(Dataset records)
#####

PR #1231, opened 2016-10-20
New pricing plans added to homepage

LkeMitchll:
**Before:**
screen shot 2016-10-20 at 4 41 30 pm

**After:**
screen shot 2016-10-20 at 4 41 48 pm


app/views/shared/_plan.html.erb
```diff
@@ -0,0 +1,16 @@
...
+      Up to
+      <strong><%= allowance %></strong>
+      Repos
+    <% end %>
+  </div>
+  <div class="plan-price">
+    <%= price %>
+    <small>month</small>
+  </div>
+</div>
```
gylaz: I know there's some talk about replacing Haml with Erb, but until we decide that as a team, I think we should stick with Haml. Mixing the two isn't idea.

teoljungberg: I think @sardaukar will replace all HAML with ERB with his work on Reactifying the Angular part of the app.

esparta:
I know it sounds like breaking KISS here, but... How about move this logic far from the view?
Having the plans (with possible changing values) into a yaml:
```yaml
opensource:
  name: Hound
  price: $0
private:
  - name: Chihuahua
    price: $49
    allowance: 4

  - name: Labrador
    price: $99
    allowance: 10

  - name: Great Dane
    price: $249
    allowance: 30
```

Then send the values as object/collection on `HomeController`:
```ruby
class HomeController < ApplicationController
  # ...
  def index
     # This should be moved to a class
     plans = YAML.load(File.read(plans.yml))
     opensource = OpenStruct.new(plans["opensource"].merge(opensource: true))
     privates = plans["private"].map do |plan|
        OpenStruct.new(plan.merge(opensource: false))
     end
     render locals: { opensource: opensource, privates: privates}
  end 
```
On the private block:
```ruby
<%= render partial: "shared/plan", collection: privates %>
```
On the opensource block:
```ruby
<%= render partial: "shared/plan", locals: { repo: opensource } %
``` 
And the partial:
```erb
<div class="plan <%= repo.open_source ? 'plan-open-source' : '' %>">
  <h5 class="plan-title"><%= repo.name %></h5>
  <div class="plan-allowance">
    <% if repo.open_source %>
      Unlimited
    <% else %>
      Up to
      <strong><%= repo.allowance %></strong>
      Repos
    <% end %>
  </div>
  <div class="plan-price">
    <%= repo.price %>
    <small>month</small>
  </div>
</div>
```

With this if you ever change the plans (new prices, new tiers), the changes should be done on the yaml file, not the view.

teoljungberg:
@esparta Valid points, without having been a part of building this out. Here's my take on it:

It makes sense to move the plans into the backend. Starting with keeping them in a class or a YAML file, and moving towards keeping the plans in the DB when they change often enough.
But we don't know that they will change. So to start off with having them in the view, until proven other otherwise, is fine reasoning to me.

app/views/shared/_plan.html.erb
sardaukar: @gylaz @teoljungberg yep, that's been done on the base `ba-reactify` branch that serves as the baseline for this work

sardaukar:
merged into #1237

#####

# INSTRUCTIONS TO FOLLOW
Retype every entry without changing anything.

# SOLUTION TO THIS TASK
PR #1231, opened 2016-10-20
New pricing plans added to homepage

LkeMitchll:
**Before:**
screen shot 2016-10-20 at 4 41 30 pm

**After:**
screen shot 2016-10-20 at 4 41 48 pm


app/views/shared/_plan.html.erb
```diff
@@ -0,0 +1,16 @@
...
+      Up to
+      <strong><%= allowance %></strong>
+      Repos
+    <% end %>
+  </div>
+  <div class="plan-price">
+    <%= price %>
+    <small>month</small>
+  </div>
+</div>
```
gylaz: I know there's some talk about replacing Haml with Erb, but until we decide that as a team, I think we should stick with Haml. Mixing the two isn't idea.

teoljungberg: I think @sardaukar will replace all HAML with ERB with his work on Reactifying the Angular part of the app.

esparta:
I know it sounds like breaking KISS here, but... How about move this logic far from the view?
Having the plans (with possible changing values) into a yaml:
```yaml
opensource:
  name: Hound
  price: $0
private:
  - name: Chihuahua
    price: $49
    allowance: 4

  - name: Labrador
    price: $99
    allowance: 10

  - name: Great Dane
    price: $249
    allowance: 30
```

Then send the values as object/collection on `HomeController`:
```ruby
class HomeController < ApplicationController
  # ...
  def index
     # This should be moved to a class
     plans = YAML.load(File.read(plans.yml))
     opensource = OpenStruct.new(plans["opensource"].merge(opensource: true))
     privates = plans["private"].map do |plan|
        OpenStruct.new(plan.merge(opensource: false))
     end
     render locals: { opensource: opensource, privates: privates}
  end 
```
On the private block:
```ruby
<%= render partial: "shared/plan", collection: privates %>
```
On the opensource block:
```ruby
<%= render partial: "shared/plan", locals: { repo: opensource } %
``` 
And the partial:
```erb
<div class="plan <%= repo.open_source ? 'plan-open-source' : '' %>">
  <h5 class="plan-title"><%= repo.name %></h5>
  <div class="plan-allowance">
    <% if repo.open_source %>
      Unlimited
    <% else %>
      Up to
      <strong><%= repo.allowance %></strong>
      Repos
    <% end %>
  </div>
  <div class="plan-price">
    <%= repo.price %>
    <small>month</small>
  </div>
</div>
```

With this if you ever change the plans (new prices, new tiers), the changes should be done on the yaml file, not the view.

teoljungberg:
@esparta Valid points, without having been a part of building this out. Here's my take on it:

It makes sense to move the plans into the backend. Starting with keeping them in a class or a YAML file, and moving towards keeping the plans in the DB when they change often enough.
But we don't know that they will change. So to start off with having them in the view, until proven other otherwise, is fine reasoning to me.

app/views/shared/_plan.html.erb
sardaukar: @gylaz @teoljungberg yep, that's been done on the base `ba-reactify` branch that serves as the baseline for this work

sardaukar:
merged into #1237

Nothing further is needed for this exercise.